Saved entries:

PR #1780, opened 2023-08-24
refactor(network): Binary utils to utils

juslesan:
## Summary

Move binary utils to the `utils` package. The binary utils will be needed in the client package in the `NET-1009` changes.


packages/utils/src/binaryUtils.ts
```diff
@@ -0,0 +1,28 @@
...
+    }
+    return Buffer.from(bytes).toString('hex')
+}
+
+export const hexToBinary = (hex: string): Uint8Array => {
+    if (hex.startsWith('0x')) {
+        hex = hex.slice(2)
+    }
+    return Buffer.from(hex, 'hex')
+}
```
harbu: Add check to prevent "partial" results due to [data trunctation](https://nodejs.org/api/buffer.html#buffers-and-character-encodings). Return undefined or throw error.

```suggestion
export const hexToBinary = (hex: string): Uint8Array | undefined => {
    if (hex.startsWith('0x')) {
        hex = hex.slice(2)
    }
    const result = Buffer.from(hex, 'hex')
    return hex.length === result.length * 2 ? result : undefined
}
```

harbu (commented):
lgtm; add check to disallow what node.js refers to as "data truncation"

packages/utils/test/binaryUtils.test.ts
```diff
@@ -0,0 +1,17 @@
...
+        const utf8 = 'Hello, world!'
+        const binary = utf8ToBinary(utf8)
+        expect(binaryToUtf8(binary)).toEqual(utf8)
+    })
+
+    it('can translate hex', () => {
+        const hex = '0x1234567890abcdef'
+        const binary = hexToBinary(hex)
+        expect(binaryToHex(binary, true)).toEqual(hex)
+    })
```
teogeb, line 15: Also maybe test cases:
- malformed hex input
- which do not contain the hex prefix

packages/utils/src/binaryUtils.ts
```diff
@@ -16,11 +16,15 @@ export const binaryToHex = (bytes: Uint8Array, addPrefix = false): string => {
...
+export const hexToBinary = (hex: string): Uint8Array | undefined => {
     if (hex.startsWith('0x')) {
         hex = hex.slice(2)
     }
-    return Buffer.from(hex, 'hex')
+    if (hex.length % 2 !== 0) {
+        return undefined
+    }
+    const result = Buffer.from(hex, 'hex')
+    return (hex.length - (hex.length % 2)) === result.length * 2 ? result : undefined
```
teogeb: `hex.length % 2` is zero (per line `23`), no need to subtract it

teogeb (approved):

harbu (approved):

◆ Directions ◆
Set every entry down verbatim.

◆ Exercise answer ◆
PR #1780, opened 2023-08-24
refactor(network): Binary utils to utils

juslesan:
## Summary

Move binary utils to the `utils` package. The binary utils will be needed in the client package in the `NET-1009` changes.


packages/utils/src/binaryUtils.ts
```diff
@@ -0,0 +1,28 @@
...
+    }
+    return Buffer.from(bytes).toString('hex')
+}
+
+export const hexToBinary = (hex: string): Uint8Array => {
+    if (hex.startsWith('0x')) {
+        hex = hex.slice(2)
+    }
+    return Buffer.from(hex, 'hex')
+}
```
harbu: Add check to prevent "partial" results due to [data trunctation](https://nodejs.org/api/buffer.html#buffers-and-character-encodings). Return undefined or throw error.

```suggestion
export const hexToBinary = (hex: string): Uint8Array | undefined => {
    if (hex.startsWith('0x')) {
        hex = hex.slice(2)
    }
    const result = Buffer.from(hex, 'hex')
    return hex.length === result.length * 2 ? result : undefined
}
```

harbu (commented):
lgtm; add check to disallow what node.js refers to as "data truncation"

packages/utils/test/binaryUtils.test.ts
```diff
@@ -0,0 +1,17 @@
...
+        const utf8 = 'Hello, world!'
+        const binary = utf8ToBinary(utf8)
+        expect(binaryToUtf8(binary)).toEqual(utf8)
+    })
+
+    it('can translate hex', () => {
+        const hex = '0x1234567890abcdef'
+        const binary = hexToBinary(hex)
+        expect(binaryToHex(binary, true)).toEqual(hex)
+    })
```
teogeb, line 15: Also maybe test cases:
- malformed hex input
- which do not contain the hex prefix

packages/utils/src/binaryUtils.ts
```diff
@@ -16,11 +16,15 @@ export const binaryToHex = (bytes: Uint8Array, addPrefix = false): string => {
...
+export const hexToBinary = (hex: string): Uint8Array | undefined => {
     if (hex.startsWith('0x')) {
         hex = hex.slice(2)
     }
-    return Buffer.from(hex, 'hex')
+    if (hex.length % 2 !== 0) {
+        return undefined
+    }
+    const result = Buffer.from(hex, 'hex')
+    return (hex.length - (hex.length % 2)) === result.length * 2 ? result : undefined
```
teogeb: `hex.length % 2` is zero (per line `23`), no need to subtract it

teogeb (approved):

harbu (approved):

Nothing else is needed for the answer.